◆ **Work order**
Every line of the entries with the word "state" in it should be shown.

◆ **Data for this exercise**
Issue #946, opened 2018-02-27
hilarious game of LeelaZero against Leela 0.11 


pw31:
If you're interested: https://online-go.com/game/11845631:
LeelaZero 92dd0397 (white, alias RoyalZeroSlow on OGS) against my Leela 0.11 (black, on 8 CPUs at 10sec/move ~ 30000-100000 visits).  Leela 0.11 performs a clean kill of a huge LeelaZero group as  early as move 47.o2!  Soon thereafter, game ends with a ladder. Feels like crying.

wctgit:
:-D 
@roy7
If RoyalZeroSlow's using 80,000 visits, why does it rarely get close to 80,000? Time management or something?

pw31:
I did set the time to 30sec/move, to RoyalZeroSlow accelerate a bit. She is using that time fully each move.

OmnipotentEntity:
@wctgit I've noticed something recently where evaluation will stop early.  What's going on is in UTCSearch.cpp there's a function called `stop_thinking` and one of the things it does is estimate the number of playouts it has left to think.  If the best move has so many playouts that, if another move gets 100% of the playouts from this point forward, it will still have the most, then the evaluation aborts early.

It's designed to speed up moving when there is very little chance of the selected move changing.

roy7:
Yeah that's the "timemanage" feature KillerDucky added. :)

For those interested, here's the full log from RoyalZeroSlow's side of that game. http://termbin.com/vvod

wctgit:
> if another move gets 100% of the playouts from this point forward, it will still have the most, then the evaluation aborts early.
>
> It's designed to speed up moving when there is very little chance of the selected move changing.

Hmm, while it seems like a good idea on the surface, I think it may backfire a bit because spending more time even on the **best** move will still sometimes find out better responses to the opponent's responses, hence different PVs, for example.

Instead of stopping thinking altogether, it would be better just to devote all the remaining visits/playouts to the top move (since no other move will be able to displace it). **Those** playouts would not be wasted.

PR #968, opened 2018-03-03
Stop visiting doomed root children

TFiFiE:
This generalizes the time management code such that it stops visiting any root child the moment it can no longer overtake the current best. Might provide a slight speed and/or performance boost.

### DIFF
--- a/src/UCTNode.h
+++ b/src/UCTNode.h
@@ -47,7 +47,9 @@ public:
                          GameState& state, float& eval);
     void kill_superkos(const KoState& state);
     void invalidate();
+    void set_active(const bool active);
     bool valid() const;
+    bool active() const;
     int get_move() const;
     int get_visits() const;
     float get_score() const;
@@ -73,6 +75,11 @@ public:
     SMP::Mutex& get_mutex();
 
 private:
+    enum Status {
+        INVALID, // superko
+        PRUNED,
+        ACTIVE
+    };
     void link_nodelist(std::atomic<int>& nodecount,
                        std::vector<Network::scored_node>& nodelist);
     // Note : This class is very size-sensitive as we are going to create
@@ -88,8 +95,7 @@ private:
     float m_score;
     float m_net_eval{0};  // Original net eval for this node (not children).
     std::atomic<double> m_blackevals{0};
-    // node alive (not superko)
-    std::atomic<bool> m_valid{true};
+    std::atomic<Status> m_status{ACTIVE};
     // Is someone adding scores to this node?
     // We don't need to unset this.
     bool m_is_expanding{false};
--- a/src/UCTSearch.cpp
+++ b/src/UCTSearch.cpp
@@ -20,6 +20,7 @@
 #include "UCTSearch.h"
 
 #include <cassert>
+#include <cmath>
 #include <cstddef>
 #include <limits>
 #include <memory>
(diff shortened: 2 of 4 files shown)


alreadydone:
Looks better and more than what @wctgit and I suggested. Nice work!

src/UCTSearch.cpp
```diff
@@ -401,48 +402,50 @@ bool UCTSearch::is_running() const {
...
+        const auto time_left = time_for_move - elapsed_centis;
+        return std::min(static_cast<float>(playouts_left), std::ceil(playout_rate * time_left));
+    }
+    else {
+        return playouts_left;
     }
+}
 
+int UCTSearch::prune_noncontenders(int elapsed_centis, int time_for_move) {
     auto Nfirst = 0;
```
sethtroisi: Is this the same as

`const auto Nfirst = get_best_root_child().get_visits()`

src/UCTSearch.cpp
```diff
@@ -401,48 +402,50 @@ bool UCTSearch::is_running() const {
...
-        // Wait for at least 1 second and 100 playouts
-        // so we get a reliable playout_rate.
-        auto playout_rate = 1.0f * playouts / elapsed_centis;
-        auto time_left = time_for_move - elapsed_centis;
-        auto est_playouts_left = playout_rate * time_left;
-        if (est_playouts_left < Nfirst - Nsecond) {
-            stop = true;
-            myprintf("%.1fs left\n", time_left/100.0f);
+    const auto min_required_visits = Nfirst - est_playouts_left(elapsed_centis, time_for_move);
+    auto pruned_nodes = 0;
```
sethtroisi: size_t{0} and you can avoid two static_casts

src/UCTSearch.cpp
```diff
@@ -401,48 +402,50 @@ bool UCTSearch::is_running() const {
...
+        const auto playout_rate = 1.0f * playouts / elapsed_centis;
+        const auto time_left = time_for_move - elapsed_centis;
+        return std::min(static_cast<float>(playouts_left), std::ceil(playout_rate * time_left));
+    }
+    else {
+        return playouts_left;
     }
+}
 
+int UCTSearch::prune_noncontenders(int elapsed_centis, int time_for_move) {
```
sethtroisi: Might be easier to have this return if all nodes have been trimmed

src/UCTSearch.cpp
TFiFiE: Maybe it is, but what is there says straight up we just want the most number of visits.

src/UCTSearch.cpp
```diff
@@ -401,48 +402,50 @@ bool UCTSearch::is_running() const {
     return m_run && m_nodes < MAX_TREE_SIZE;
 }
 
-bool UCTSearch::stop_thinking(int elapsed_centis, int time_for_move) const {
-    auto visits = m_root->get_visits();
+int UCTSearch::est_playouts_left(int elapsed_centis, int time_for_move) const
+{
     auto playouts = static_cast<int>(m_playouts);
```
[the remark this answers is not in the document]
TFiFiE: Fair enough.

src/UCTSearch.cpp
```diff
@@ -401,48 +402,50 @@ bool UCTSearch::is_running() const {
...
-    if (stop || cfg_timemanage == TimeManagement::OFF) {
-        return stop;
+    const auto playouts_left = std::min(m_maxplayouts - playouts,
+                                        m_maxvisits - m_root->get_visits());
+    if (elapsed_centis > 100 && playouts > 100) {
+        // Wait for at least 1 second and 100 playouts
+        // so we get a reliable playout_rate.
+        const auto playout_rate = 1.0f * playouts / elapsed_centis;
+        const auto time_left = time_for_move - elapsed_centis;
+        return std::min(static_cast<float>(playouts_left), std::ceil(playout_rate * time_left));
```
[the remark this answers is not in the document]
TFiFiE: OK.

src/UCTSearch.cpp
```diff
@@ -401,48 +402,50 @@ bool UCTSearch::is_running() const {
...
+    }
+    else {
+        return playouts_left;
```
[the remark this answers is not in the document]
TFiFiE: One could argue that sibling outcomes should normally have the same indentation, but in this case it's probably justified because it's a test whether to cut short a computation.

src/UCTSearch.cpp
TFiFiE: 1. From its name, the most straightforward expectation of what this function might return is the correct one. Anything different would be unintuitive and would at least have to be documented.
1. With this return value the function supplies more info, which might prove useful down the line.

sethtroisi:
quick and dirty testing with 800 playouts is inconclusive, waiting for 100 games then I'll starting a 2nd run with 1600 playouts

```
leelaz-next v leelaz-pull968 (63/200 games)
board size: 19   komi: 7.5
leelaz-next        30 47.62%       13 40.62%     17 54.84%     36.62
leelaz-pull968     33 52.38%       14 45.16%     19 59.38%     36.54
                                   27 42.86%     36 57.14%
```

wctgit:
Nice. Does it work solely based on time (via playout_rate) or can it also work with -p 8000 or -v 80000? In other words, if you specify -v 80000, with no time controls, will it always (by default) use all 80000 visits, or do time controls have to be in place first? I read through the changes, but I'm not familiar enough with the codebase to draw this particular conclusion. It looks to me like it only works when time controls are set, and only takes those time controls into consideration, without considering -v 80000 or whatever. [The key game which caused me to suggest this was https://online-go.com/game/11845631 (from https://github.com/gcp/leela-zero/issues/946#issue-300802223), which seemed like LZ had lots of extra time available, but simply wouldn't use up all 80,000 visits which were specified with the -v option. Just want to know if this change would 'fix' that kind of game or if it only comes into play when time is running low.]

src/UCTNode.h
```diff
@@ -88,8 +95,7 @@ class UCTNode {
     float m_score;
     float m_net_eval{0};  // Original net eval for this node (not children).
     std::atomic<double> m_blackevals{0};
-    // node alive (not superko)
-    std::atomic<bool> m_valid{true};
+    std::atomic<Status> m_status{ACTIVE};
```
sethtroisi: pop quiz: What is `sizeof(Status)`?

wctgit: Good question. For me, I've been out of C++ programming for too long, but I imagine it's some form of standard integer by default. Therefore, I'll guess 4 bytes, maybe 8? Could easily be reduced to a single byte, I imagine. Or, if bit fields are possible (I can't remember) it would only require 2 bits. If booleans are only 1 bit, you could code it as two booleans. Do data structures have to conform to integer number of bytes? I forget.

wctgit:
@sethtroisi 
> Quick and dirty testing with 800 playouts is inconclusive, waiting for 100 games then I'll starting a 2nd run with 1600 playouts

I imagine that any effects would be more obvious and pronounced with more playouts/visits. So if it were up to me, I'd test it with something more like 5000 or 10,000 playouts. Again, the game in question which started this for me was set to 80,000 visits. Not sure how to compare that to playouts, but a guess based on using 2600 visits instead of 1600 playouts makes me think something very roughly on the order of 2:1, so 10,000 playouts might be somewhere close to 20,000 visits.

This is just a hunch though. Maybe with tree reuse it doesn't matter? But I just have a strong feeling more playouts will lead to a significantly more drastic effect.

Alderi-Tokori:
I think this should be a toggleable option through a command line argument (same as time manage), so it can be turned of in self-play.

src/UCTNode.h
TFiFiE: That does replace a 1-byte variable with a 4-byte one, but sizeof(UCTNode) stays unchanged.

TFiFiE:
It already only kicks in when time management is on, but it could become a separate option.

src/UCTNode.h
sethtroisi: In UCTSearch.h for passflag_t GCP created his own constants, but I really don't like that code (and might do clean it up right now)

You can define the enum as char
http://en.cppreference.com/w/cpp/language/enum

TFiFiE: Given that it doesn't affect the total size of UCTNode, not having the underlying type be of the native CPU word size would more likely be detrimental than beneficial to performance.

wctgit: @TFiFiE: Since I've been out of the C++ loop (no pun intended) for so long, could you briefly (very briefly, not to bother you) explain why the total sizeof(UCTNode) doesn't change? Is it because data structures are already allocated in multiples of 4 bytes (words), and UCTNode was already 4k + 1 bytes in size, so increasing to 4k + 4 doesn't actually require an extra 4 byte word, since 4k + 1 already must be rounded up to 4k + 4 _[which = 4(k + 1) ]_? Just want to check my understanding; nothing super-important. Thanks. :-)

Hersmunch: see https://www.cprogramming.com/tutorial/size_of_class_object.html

◆ **Response box**
                          GameState& state, float& eval);
     void kill_superkos(const KoState& state);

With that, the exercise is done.